Records from a data collection
PR #7133, opened 2025-05-28
feat(iota-indexer, iota-types, iota-json-rpc-api, iota-graphql-rpc): Introduce `TransactionFilter::WrappedOrDeletedObject(object_id)`

### LINKED ISSUE #6756: `TransactionFilter::ChangedObject(object_id)` does not return deleted objects
## Description

Currently, when using `TransactionFilter::ChangedObject(object_id)` with the Indexer's `queryTransactionBlocks` RPC endpoint, transactions that **_changed_** the provided object are returned. This currently includes `created`, `mutated` and `unwrapped` objects. However, it doesn't include `deleted` objects.

Following issue should investigate if

1) if the filter should also return transactions for deleted objects
2) if it actually would be possible to also return transactions as part of the same query
3) if a new filter should be introduced (e.g. `TransactionFilter::DeletedObject(object_id)`
4) or if an existing transaction filter can/should be used to handle the query

---

Test which confirms the issue:

```rust
#[test]
fn get_trasaction_for_deleted_object() {
    let ApiTestSetup {
        runtime,
        store,
        client,
        cluster,
    } = ApiTestSetup::get_or_init();

    runtime.block_on(async move {
        indexer_wait_for_checkpoint(store, 1).await;

        // Publish NFT package and create an NFT
        let context = &cluster.wallet;
        let (package_id, _, _) = publish_nfts_package(context).await;

        let (sender, nft_object_id, tx_digest) = create_nft(context, package_id).await;

        indexer_wait_for_transaction(tx_digest, store, client).await;

        // Retrieve the latest object reference (which includes version) for deletion.
        let nft_object_ref = cluster.get_latest_object_ref(&nft_object_id).await;

        // Delete the NFT
        let delete_tx = delete_nft(context, sender, package_id, nft_object_ref).await;
        indexer_wait_for_transaction(delete_tx.digest, store, client).await;

        let res = client.query_transaction_blocks(IotaTransactionBlockResponseQuery {
            filter: Some(TransactionFilter::ChangedObject(nft_object_id)),
            options: Some(IotaTransactionBlockResponseOptions::full_content()),
        },
        None,
        None,
        None,
        ).await.expect("RPC call should succeed");

        let digests = res.data.iter().map(|tx| tx.digest).collect::<Vec<_>>();

        // Check if delete_tx.digest is in the result
        assert!(digests.contains(&delete_tx.digest), "Expected delete transaction to be found");
    });
}
```

Result: **`Expected delete transaction to be found`**

samuel-rufi:
# Description of change

Introduces a new `TransactionFilter::WrappedOrDeletedObject(object_id)` variant to filter transactions that either `wrapped`, `created and then wrapped`, `deleted`, or `unwrapped and then deleted` the specified object.

**Key additions:**
- adds a migration for the new Indexer `tx_wrapped_or_deleted_objects` table
- updates the checkpoint handler to index all tombstone objects i.e., wrapped, deleted, or unwrapped then deleted - as well as objects that were created and immediately wrapped. The latter are identified using the new `created_and_immediately_wrapped_objects` function, which derives such cases from the effects' object changes
- adds support for filtering in the Indexer JSON-RPC API and GraphQL. As with Sui, support was not added to `iota-json-rpc` since the required indices are not present and intentionally not added (https://github.com/MystenLabs/sui/pull/19614).
- adds relevant Indexer RPC and GraphQL test cases

Fixes https://github.com/iotaledger/iota/issues/6756

## Type of change

- Non-breaking change which adds functionality

DB migrations were tested through:
`diesel database reset --database-url postgres://postgres:postgrespw@localhost:5432/iota_indexer --migration-dir migrations/pg/`

Synchronization on a production-like database yet to do.
All other test classes are not necessary for this patch - we don't touch migration objects and don't touch Docker deployment.

- [X] Restart of indexer synchronization locally without resetting the database.

## Change checklist

- [X] I have followed the contribution guidelines for this project
- [X] I have performed a self-review of my own code
- [X] I have commented my code, particularly in hard-to-understand areas
- [X] I have made corresponding changes to the documentation
- [X] I have added tests that prove my fix is effective or that my feature works
- [X] I have checked that new and existing unit tests pass locally with my changes

### Release Notes

- [ ] Protocol:
- [X] Indexer: Introduces a new `tx_wrapped_or_deleted_objects` table as part of a new database migration. Adds a `TransactionFilterV2::WrappedOrDeletedObject(object_id)` variant to filter transactions that either `wrapped`, `created and then wrapped`, `deleted`, or `unwrapped and then deleted` the specified object. Introduces the new `IndexerApi::query_transaction_blocks_v2` JSON-RPC API.
- [X] JSON-RPC: Introduces a new `TransactionFilterV2::WrappedOrDeletedObject(object_id)` variant to filter transactions that either `wrapped`, `created and then wrapped`, `deleted`, or `unwrapped and then deleted` the specified object. Introduces the new `IndexerApi::query_transaction_blocks_v2` JSON-RPC API.
- [X] GraphQL: Introduces a new `TransactionFilter::WrappedOrDeletedObject(object_id)` variant to filter transactions that either `wrapped`, `created and then wrapped`, `deleted`, or `unwrapped and then deleted` the specified object.
- [ ] CLI:
- [ ] Rust SDK:
- [ ] REST API:


piotrm50 (approved):
Only looked at `iota-types`changes (only crate I own) and it lgtm

crates/iota-indexer/src/types.rs
```diff
@@ -535,7 +535,13 @@ pub struct TxIndex {
     pub transaction_digest: TransactionDigest,
     pub checkpoint_sequence_number: u64,
     pub input_objects: Vec<ObjectID>,
+    /// Objects that were mutated, created and unwrapped objects. In other
+    /// words, all objects that still exist in the object state after this
+    /// transaction.
     pub changed_objects: Vec<ObjectID>,
+    /// Objects that were either wrapped immediately after being created,
+    /// deleted, or deleted immediately after being unwrapped.
+    pub wrapped_or_deleted_objects: Vec<ObjectID>,
```
kodemartin: This breaks backward compatibility of the Rust API. 

Could you think of an alternative, backward compatible way to add the new feature?

crates/iota-indexer/src/store/pg_indexer_store.rs
```diff
@@ -911,53 +911,67 @@ impl PgIndexerStore {
...
+                    tx_changed_objects,
+                    tx_wrapped_or_deleted_objects,
+                    tx_pkgs,
+                    tx_mods,
+                    tx_funs,
+                    tx_digests,
+                    tx_kinds,
+                )
+            },
+        );
```
kodemartin: Please consider simplifying.

See also [this comment](https://github.com/iotaledger/iota/pull/7235/files#r2132072644)

crates/iota-indexer/migrations/pg/2025-05-28-174842_index_wrapped_or_deleted_objects/up.sql
```diff
@@ -0,0 +1,8 @@
+CREATE TABLE tx_wrapped_or_deleted_objects (
+                                  tx_sequence_number          BIGINT       NOT NULL,
+                                  object_id                   BYTEA        NOT NULL,
+                                  sender                      BYTEA        NOT NULL,
+                                  PRIMARY KEY(object_id, tx_sequence_number)
+);
+CREATE INDEX tx_wrapped_or_deleted_objects_tx_sequence_number_index ON tx_wrapped_or_deleted_objects (tx_sequence_number);
+CREATE INDEX tx_wrapped_or_deleted_objects_sender ON tx_wrapped_or_deleted_objects (sender, object_id, tx_sequence_number);
```
kodemartin, line 8: Why do we need this index?

crates/iota-json-rpc-types/src/iota_transaction.rs
```diff
@@ -2366,6 +2366,10 @@ pub enum TransactionFilter {
     /// Query by changed object, including created, mutated and unwrapped
     /// objects.
     ChangedObject(ObjectID),
+    /// Query transactions that wrapped or deleted the specified object.
+    /// Includes transactions that either created and immediately wrapped
+    /// the object or unwrapped and immediately deleted it.
+    WrappedOrDeletedObject(ObjectID),
```
kodemartin: This isn't backward compatible either for the Rust API.

kodemartin (commented):
Hey @samuel-rufi, good job! I especially liked the use of `graphql-e2e-tests`. That being said, I left a few specific comments to consider. Plus I have the following general comments:

* This affects the tooling components, and albeit a new feature it is best to ship together. So please create a feature branch.
* You can consider consolidating the graphql-e2e-test into a single one: If I am not mistaken they all use the same package.
* Backward compatibility breaks for the Rust API. Please consider alternatives.

P.S. This could have also broken down into smaller PR. `json-rpc`, `indexer`, `graphql`. Please take it into consideration for future PRs.

crates/iota-test-transaction-builder/src/lib.rs
```diff
@@ -654,24 +654,42 @@ pub async fn emit_new_random_u128(
...
 
+/// Executes a transaction to publish the `nfts` package and returns the package
+/// id, id of the gas object used, and the digest of the transaction.
+pub async fn publish_nfts_package(
+    context: &WalletContext,
+) -> (ObjectID, ObjectID, TransactionDigest) {
+    publish_example_package(context, "nft").await
+}
+
+/// Executes a transaction to publish the `nfts` package and returns the package
```
Thoralf-M: Should be `simple_warrior`

crates/iota-indexer/migrations/pg/2025-05-28-174842_index_wrapped_or_deleted_objects/up.sql
samuel-rufi: Added to be in line with the index definitions of `tx_input_objects` and `tx_changed_objects`

crates/iota-test-transaction-builder/src/lib.rs
samuel-rufi: https://github.com/iotaledger/iota/pull/7133/commits/4c5f28a90f0f029b156cf6ed316ff82e31362d2a

crates/iota-indexer/src/types.rs
samuel-rufi: Good point. It breaks the `IndexerStore` trait which might be used by services outside of the crate. Introducing a `TxIndexV2` and an additional `persist_tx_indices_v2` solves this.

The checkpoint worker handler pipeline was updated to work with the new `TxIndexV2`. In addition, I changed the visibility of `CheckpointHandler::index_transaction` to private as it seems that the visibility of this function is not set correctly set, based on following:
- all other `CheckpointHandler` functions are private too, including the `index_transactions`
- Sui only has `index_transactions` which contains the extended logic of our `index_transaction`

Currently, there is a public function `pub async fn start_tx_checkpoint_commit_task<S>(...)` which also makes use of the `TxIndexV2` as part of the checkpoint handler pipeline. I checked our repo and the full Sui repo, it's not used outside of the iota-indexer. I changed the visibility to `pub(crate)` as I think it shouldn't be public as of a visibility bug. In general, to me it seems the visibility of types and functions in general is not properly set in many cases which makes versioning of core Rust APIs more difficult.

Please see the changes in: https://github.com/iotaledger/iota/pull/7133/commits/e4da2a5032f591310c671d809401d34e648a6bf5

Do you think of anything else that would need to be changed?

crates/iota-json-rpc-types/src/iota_transaction.rs
samuel-rufi: Will handle this shortly 👍

crates/iota-test-transaction-builder/src/lib.rs
```diff
@@ -654,7 +655,29 @@ pub async fn emit_new_random_u128(
...
+    );
+
+    let resp = context.execute_transaction_must_succeed(tx).await;
+    let package_id = get_new_package_obj_from_response(&resp).unwrap().0;
+    (package_id, resp.digest)
+}
+
+/// Executes a transaction to publish the `nft` package and returns the package
 /// id, id of the gas object used, and the digest of the transaction.
 pub async fn publish_nfts_package(
```
samuel-rufi, line 684: Should be adjusted in a future PR as it might produce flaky tests, please see https://github.com/iotaledger/iota/issues/7337

crates/iota-indexer/src/types.rs
kodemartin: I am afraid this is also breaking the API:

* Adding a new method in a public trait is a breaking change if no default implementation is provided. Implementors will have to implement the new method.
* Changing the visibility of any component from public to private is also a breaking change.

But the idea of migrating to a private API somehow is legit. Thus, you might want to consider something in the line of following:

* Use a new private type `TxIndexExtension` that includes only the new indices. This can be then safely extended in the future if we need to add new indices.
* Define a new private supertrait of `IndexerStore`  with a new method that persists the index extension. 
* Implement that for the `PgIndexerStore` or any relevant type that handles writing, and use the private methods internally instead of the `IndexerStore`.

crates/iota-indexer/migrations/pg/2025-05-28-174842_index_wrapped_or_deleted_objects/up.sql
kodemartin: The question remains though: Why do we need to add it? If we can leave without it we can save the implicit performance costs while writing.

crates/iota-indexer/src/handlers/checkpoint_handler.rs
```diff
@@ -511,6 +511,14 @@ impl CheckpointHandler {
             .map(|(object_ref, _owner, _write_kind)| object_ref.0)
             .collect::<Vec<_>>();
 
+        // Wrapped or deleted objects
+        let wrapped_or_deleted_objects = fx
```
miker83z: I wanted to bring a schema just to be sure about the changes. What you get here with these functions is:

With all_tombstones():
- `deleted` -> input_state: `exist`, output_state: `not_exist`
- `wrapped` -> input_state: `exist`, output_state: `not_exist`
- `unwrapped_then_deleted` -> input_state: `not_exist`, output_state: `not_exist`

With created_and_immediately_wrapped_objects():
- `created_then_wrapped` -> input_state: `not_exist`, output_state: `not_exist`

With all_changed_objects() (above this line I am commenting):
- `mutated` -> input_state: `exist`, output_state: `exist`
- `created` -> input_state: `not_exist`, output_state: `exist`
- `unwrapped` -> input_state: `not_exist`, output_state: `exist`


The 3 functions complement themselves, making it possible to reach all kinds of objects. 


Upstream, we find an additional field in `TxIndex` that allows to reach all kinds of objects (Including  `created_then_wrapped` and `unwrapped_then_deleted`): [affected_objects](https://github.com/MystenLabs/sui/pull/19618/files#diff-a90190dfcf57eae4500c4da22ce0cab4397028c6a4be2576e39f2b5755101e26R487) introduced in https://github.com/MystenLabs/sui/pull/19618 which uses the `iota_types::TransactionEffects` function object_changes() (which is already present in our sdk).
Keep in mind that `iota_types::TransactionEffects::object_changes()` here:
- provides a more complete set of objects in respect to `iota_json_rpc_types::IotaTransactionBlockResponse`'s field `object_changes`, which only [returns mutated and created objects](https://github.com/iotaledger/iota/blob/7a7adddee08b3ed7ea1cfe98c7320da0675a46a1/crates/iota-json-rpc/src/object_changes.rs#L17); moreover, `iota_json_rpc_types::IotaTransactionBlockEffects` doesn't have an equivalent object_changes() function or similar to obtain the same set of objects.
- provides the same set of objects as in `iota_graphql_rpc::TransactionBlockEffects` with the [function `object_changes`](https://github.com/iotaledger/iota/blob/7a7adddee08b3ed7ea1cfe98c7320da0675a46a1/crates/iota-graphql-rpc/src/types/transaction_block_effects.rs#L319).



I am not making any suggestion with this comment, I just wanted to point out what we have and what we don't!

crates/iota-types/src/effects/mod.rs
```diff
@@ -185,6 +185,26 @@ impl TransactionEffects {
             .collect()
     }
 
+    /// Returns all objects that were created + wrapped in the same transaction.
+    pub fn created_and_immediately_wrapped_objects(&self) -> Vec<(ObjectID, SequenceNumber)> {
```
miker83z: I'd call it `created_then_wrapped_objects` to keep the same style as `unwrapped_then_deleted`

crates/iota-indexer/src/types.rs
samuel-rufi: Hi @kodemartin , thanks for the suggestions. I applied the changes as discussed which should avoid any breaking changes, please see: https://github.com/iotaledger/iota/pull/7133/commits/fb81ac7f229b55ecf4e316414eaf776e7e61ea69

crates/iota-indexer/src/store/pg_indexer_store.rs
samuel-rufi: Simplified it as part of https://github.com/iotaledger/iota/pull/7133/commits/fb81ac7f229b55ecf4e316414eaf776e7e61ea69

crates/iota-types/src/effects/mod.rs
samuel-rufi: Adjusted in https://github.com/iotaledger/iota/pull/7133/commits/fb81ac7f229b55ecf4e316414eaf776e7e61ea69

crates/iota-indexer/src/handlers/checkpoint_handler.rs
samuel-rufi: Thanks @miker83z. What I maybe just want to add is that `all_tombstones` is about objects that lived before the transaction (that performs the operations on the objects), including for the `unwrapped_then_deleted`.

Also note, `unwrapped_then_deleted` and `created_then_wrapped` have the same input/output state but differ in the `IDOperation`.

Regarding `affected_objects`, we discussed it in the issue link https://github.com/iotaledger/iota/issues/6756 and decided to go with the minimal subset to provide the transaction filter feature. And as you mentioned, using the 3 functions above we reach all kind of objects, which are possible to fetch using the transaction filter.

crates/iota-indexer/migrations/pg/2025-05-28-174842_index_wrapped_or_deleted_objects/up.sql
samuel-rufi: Let me do some investigation on this

samuel-rufi: Yes, we need both indexes. The `tx_sequence_number` index for fast cursor-driven pagination.
And the composite index (sender, object_id, tx_sequence_number)  for any "by sender + object" filters, which we need in GraphQL if the additional transaction filter `sign_address` is specified:
https://github.com/iotaledger/iota/blob/1beda71adbf34bf07337a021ad93ffb7727da162/crates/iota-graphql-rpc/src/types/transaction_block/tx_lookups.rs#L270
https://github.com/iotaledger/iota/blob/1beda71adbf34bf07337a021ad93ffb7727da162/crates/iota-graphql-rpc/src/types/transaction_block/tx_lookups.rs#L442-L448

samuel-rufi:
> Hey @samuel-rufi, good job! I especially liked the use of `graphql-e2e-tests`. That being said, I left a few specific comments to consider. Plus I have the following general comments:
> 
> * This affects the tooling components, and albeit a new feature it is best to ship together. So please create a feature branch.
> * You can consider consolidating the graphql-e2e-test into a single one: If I am not mistaken they all use the same package.
> * Backward compatibility breaks for the Rust API. Please consider alternatives.
> 
> P.S. This could have also broken down into smaller PR. `json-rpc`, `indexer`, `graphql`. Please take it into consideration for future PRs.

@kodemartin regarding the open points left:

Regarding the consolidation of the GraphQL tests: I added them separately to improve maintainability and readability. I think the lack of proper commenting in the test files (at least I couldn't find a way to do it in the docs) makes it a bit challenging. Seems like we only can leave a comment as part of the GraphQL query itself. I will try to use that to restructure the tests.

The PR is targeting now a feature branch, I will coordinate this after https://github.com/iotaledger/iota/pull/7133#discussion_r2137330207 is resolved.

crates/iota-json-rpc-types/src/iota_transaction.rs
samuel-rufi: Fixed by https://github.com/iotaledger/iota/pull/7133/commits/73e8cc935ecfd0c0781d55eb6ef51271430e7aee

crates/iota-json-rpc-types/src/iota_transaction.rs
```diff
@@ -2429,6 +2459,100 @@ impl Filter<EffectsWithInput> for TransactionFilter {
     }
 }
 
+#[serde_as]
+#[derive(Clone, Debug, JsonSchema, Serialize, Deserialize)]
```
kodemartin, line 2488: Add the [non_exhaustive](https://doc.rust-lang.org/reference/attributes/type_system.html#the-non_exhaustive-attribute) attribute to allow additions in the future without breaking the API.

crates/iota-json-rpc-types/src/iota_transaction.rs
```diff
@@ -2429,6 +2459,100 @@ impl Filter<EffectsWithInput> for TransactionFilter {
...
+    FromAndToAddress { from: IotaAddress, to: IotaAddress },
+    /// Query txs that have a given address as sender or recipient.
+    FromOrToAddress { addr: IotaAddress },
+    /// Query by transaction kind
+    TransactionKind(IotaTransactionKind),
+    /// Query transactions of any given kind in the input.
+    TransactionKindIn(Vec<IotaTransactionKind>),
+}
+
+impl Filter<EffectsWithInput> for TransactionFilterV2 {
```
kodemartin: You can avoid keeping the same logic in two places if you implement a simple conversion method to `TransactionFilter`. E.g.

```rust
impl TransactionFilterV2 {
    fn as_v1(&self) -> Option<TransactionFilter> {
        match self {
            TransactionFilterV2::InputObject(o) => Some(TransactionFilter::InputObject(*o)),
            // ...repeat for all variants that exist in both...
            _ => None, // for new or incompatible variants
        }
    }
}

impl Filter<EffectsWithInput> for TransactionFilterV2 {
    fn matches(&self, item: &EffectsWithInput) -> bool {
        if let Some(v1) = self.as_v1() {
            return v1.matches(item);
        }
        // Fallback for new V2-only variants:
        match self {
            TransactionFilterV2::WrappedOrDeletedObject(o) => {
                item.effects.wrapped().iter()
                    .chain(item.effects.deleted())
                    .chain(item.effects.unwrapped_then_deleted())
                    .any(|oref| &oref.object_id == o)
            }
            // ...other V2-only logic...
            _ => false,
        }
    }
}
```

crates/iota-json-rpc-api/src/extended.rs
```diff
@@ -79,4 +79,19 @@ pub trait ExtendedApi {
     /// Exclusively served by the indexer.
     #[method(name = "getParticipationMetrics")]
     async fn get_participation_metrics(&self) -> RpcResult<ParticipationMetrics>;
+
+    /// Return list of transactions for a specified query criteria.
+    #[rustfmt::skip]
+    #[method(name = "queryTransactionBlocksV2")]
```
kodemartin: We can use the `version` attribute in the v1 `query_transaction_blocks` and keep the same method name here for web clients to allow seamless usage.

```rust
    #[method(name = "queryTransactionBlocks")]
```

crates/iota-indexer/src/types.rs
kodemartin: I have two remarks on the changes:

* We want to add indices in the future, not define alternative, so the enum does not seems plausible for `TxIndexExt`
* A `non_exhaustive` `TxIndexExt` could just wrap the `wrapped_or_deleted_objects` vector and be passed to the new `persist` method in `PgIndexerStoreExt` together with the inflexible `TxIndex` that we currently use.

crates/iota-indexer/migrations/pg/2025-05-28-174842_index_wrapped_or_deleted_objects/up.sql
kodemartin: This is a subtle issue. One has to consider if the write overhead with the additional index worth the while for supporting the `object_id + sender` combo.

In this class of queries `object_id` is the main query param followed by `tx_sequence_number` range. Then `sender` may or may not exists as an additional constraint. So ultimately if we don't add the `(sender, object_id, tx_sequence_number)` index we end up with having to scan all the senders that map to `object_id` for the given `tx_sequence_number` range. If this is in the order of 1000 it might not be an issue. Especially if we still restrain it in the index, eg. as part of the primary key `(object_id, tx_sequence_number, sender)`.

Anyway we can do some proper benchmarking and revisit this in the future, as it affects all `tx_indices`.

kodemartin (changes requested):

richardmands (approved):

crates/iota-json-rpc-types/src/iota_transaction.rs
samuel-rufi: Added in https://github.com/iotaledger/iota/pull/7133/commits/1bebfda263b2ab2a078a3f921ffa9c605aab8d76

crates/iota-json-rpc-types/src/iota_transaction.rs
samuel-rufi: Added in https://github.com/iotaledger/iota/pull/7133/commits/1bebfda263b2ab2a078a3f921ffa9c605aab8d76

crates/iota-indexer/src/types.rs
samuel-rufi: Hi @kodemartin, thanks, makes sense! Please see https://github.com/iotaledger/iota/pull/7133/commits/d1eb04787177670579f636e068f05d934f8edab2 where I followed your suggestions.

In addition, to more easily work with and provide the both types required (`TxIndex`, `TxIndexExt`) I kept `TxIndexV2`, which bundles them into a single wrapper.

crates/iota-json-rpc-api/src/extended.rs
samuel-rufi: Since we can’t guarantee that every client will send a version field (I saw it's optional), tagging only V1 with version <= "1.0.0" will push unversioned calls into V2 and break old clients. Shouldn't we instead leave V1 untagged?

And use the `_v2` suffix as we did for `get_latest_iota_system_state_v2` and `get_dynamic_field_object_v2`?

kodemartin: But we only add an additional variant parameter in the filter. The problem would occur if a client uses the filter AND requests a previous version of the server. 

Other than that the new client is fully backward-compatible (meaning one can issue JSON-RPC request with all other filter variants) to new and old versions of the JSON-RPC server.

samuel-rufi: I see and seems reasonable, added it here: https://github.com/iotaledger/iota/pull/7133/commits/2b1d957e18217348dc5d5b40f42aa5acd98ee012

crates/iota-indexer/migrations/pg/2025-05-28-174842_index_wrapped_or_deleted_objects/up.sql
samuel-rufi: I created a tracking issue here: https://github.com/iotaledger/iota/issues/7509

samuel-rufi:
Seems like the CI is failing after the latest change. Investigating

crates/iota-json-rpc-api/src/extended.rs
```diff
@@ -79,4 +79,19 @@ pub trait ExtendedApi {
...
+        &self,
+        /// the transaction query criteria.
+        query: IotaTransactionBlockResponseQueryV2,
+        /// An optional paging cursor. If provided, the query will start from the next item after the specified cursor. Default to start from the first item if not specified.
+        cursor: Option<TransactionDigest>,
+        /// Maximum item returned per page, default to QUERY_MAX_RESULT_LIMIT if not specified.
+        limit: Option<usize>,
+        /// query result ordering, default to false (ascending order), oldest record first.
+        descending_order: Option<bool>,
+    ) -> RpcResult<TransactionBlocksPage>;
```
kodemartin: @samuel-rufi just realized that this is part of the `ExtendedApi`. There is no reason to separate it. We can't version it properly like this and it is the same method. You can still add it in the `IndexerApi` and implement that in the node as well, throwing `UnsupportedFilter` error in case the new filter is used.

crates/iota-json-rpc-api/src/indexer.rs
```diff
@@ -45,7 +45,7 @@ pub trait IndexerApi {
 
     /// Return list of transactions for a specified query criteria.
     #[rustfmt::skip]
-    #[method(name = "queryTransactionBlocks")]
+    #[method(name = "queryTransactionBlocks", version <= "1.0.0")]
```
kodemartin: We have to account for the largest release version prior to the target develop. E.g.
```suggestion
    #[method(name = "queryTransactionBlocks", version <= "1.2.10")]
```

crates/iota-json-rpc-api/src/extended.rs
samuel-rufi: Moved it as part of: https://github.com/iotaledger/iota/pull/7133/commits/d9d2a68e78f483632f8579ab1af26231e2ed42b0

crates/iota-json-rpc-api/src/indexer.rs
samuel-rufi: So considering the latest stable release it should be 1.2.3.
I tested it locally with curl and if no header is provided, it will target v2, so also the new filter is available.
If a header is provided, as expected it will target V1 if the provided version is <= 1.2.3.

I also looked into the failing rpc-tests as they can't match the endpoint. I tried to inject a header, however this didn't help. I checked the raw request body that is received on the server and they use the correct internal method name, but it still somehow fail to match. When replacing the `client.query_transaction_blocks()` usages with `client.query_transaction_blocks_v2` the test passes.

Do you maybe know what I'm missing here? I assume they should at least work when a header is provided?

crates/iota-json-rpc-api/src/extended.rs
samuel-rufi: Resolved in favor of https://github.com/iotaledger/iota/pull/7133#discussion_r2164082274

crates/iota-json-rpc-api/src/indexer.rs
kodemartin: > So considering the latest stable release it should be 1.2.3. I tested it locally with curl and if no header is provided, it will target v2, so also the new filter is available. If a header is provided, as expected it will target V1 if the provided version is <= 1.2.3.

The latest is `1.2.3` but the current develop is `1.3.0`. So we would like to catch any patches `1.2.x` until this new feature lands. And while we don't have a `< 1.3.0` which would be what we wanted here, we can leave some room by increasing the patch number. Hence the `1.2.10` that leaves room for additional patches to `1.2.3`.

> 
> I also looked into the failing rpc-tests as they can't match the endpoint. I tried to inject a header, however this didn't help. I checked the raw request body that is received on the server and they use the correct internal method name, but it still somehow fail to match. When replacing the `client.query_transaction_blocks()` usages with `client.query_transaction_blocks_v2` the test passes.
> 
>
> Do you maybe know what I'm missing here? I assume they should at least work when a header is provided?


Aren't the tests using the Rust API? It makes total sense that you should pass the `_v2` method to make use of the new filter. The version used above and the headers are relevant to http clients like `curl`.

samuel-rufi: Thanks for the further clarification on the selected version.

> Aren't the tests using the Rust API? It makes total sense that you should pass the _v2 method to make use of the new filter. The version used above and the headers are relevant to http clients like curl.

Yes, the tests are using the Rust API. All clients that make use of the Rust API `client.query_transaction_blocks()` are sending the internal method name and will fail/reject, with or without header in this function:

```rust
    pub fn route<'c, 'a: 'c, 'b: 'c>(&'a self, method: &'b str, version: Option<&str>) -> &'c str {
        // Reject direct access to the old methods
        if self.route_to_methods.contains(method) {
            "INVALID_ROUTING"
        } else if self.disable_routing {
            method
        } else {
            // Modify the method name if routing is enabled
            match (version, self.routes.get(method)) {
                (Some(v), Some(route)) if route.matches(v) => route.route_to.as_str(),
                _ => method,
            }
        }
    }
```

Methods that are old will be pushed to "route_to_methods" and as the RPC stub did send the exact name using `client.query_transaction_blocks()` it fails with "INVALID_ROUTING".
Removing that branch makes the tests work, however we are no longer protected about unsupported direct function calls. A task for the future might be to revisit this routing logic and maybe reject on specific methods only.

Changed internal `client.query_transaction_blocks()` to `client.query_transaction_blocks_v2() `: https://github.com/iotaledger/iota/pull/7133/commits/ef54d05541e95d1077f0cbd3e3470eb6a6f3c2ee

kodemartin (commented):
@samuel-rufi it looks good after the latest changes.

We don't have visibility on the CI though. Please rebase the source and target branches on top of the latest `develop` to resolve this issue as well.

crates/iota-json-rpc-api/src/indexer.rs
kodemartin: > Removing that branch makes the tests work, however we are no longer protected about unsupported direct function calls. A task for the future might be to revisit this routing logic and maybe reject on specific methods only.

There is indeed something off with that branch, but I would expect us to support direct calls actually. This seems to be a side effect of tweaking with the RPC macro and associating the Rust client method to the versioned variant, which is hidden by the spec and hence by other clients.

If direct access is not supported then the Rust API is no longer backward compatible.

So I suggest we remove the branch altogether.

kodemartin (approved):
Looks good, subject to fixing `clippy` and passing the CI.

(WORK TASK): If a line in the data above holds the string "components", report that line.

(SOLUTION TO THIS PROBLEM):
* This affects the tooling components, and albeit a new feature it is best to ship together. So please create a feature branch.
> * This affects the tooling components, and albeit a new feature it is best to ship together. So please create a feature branch.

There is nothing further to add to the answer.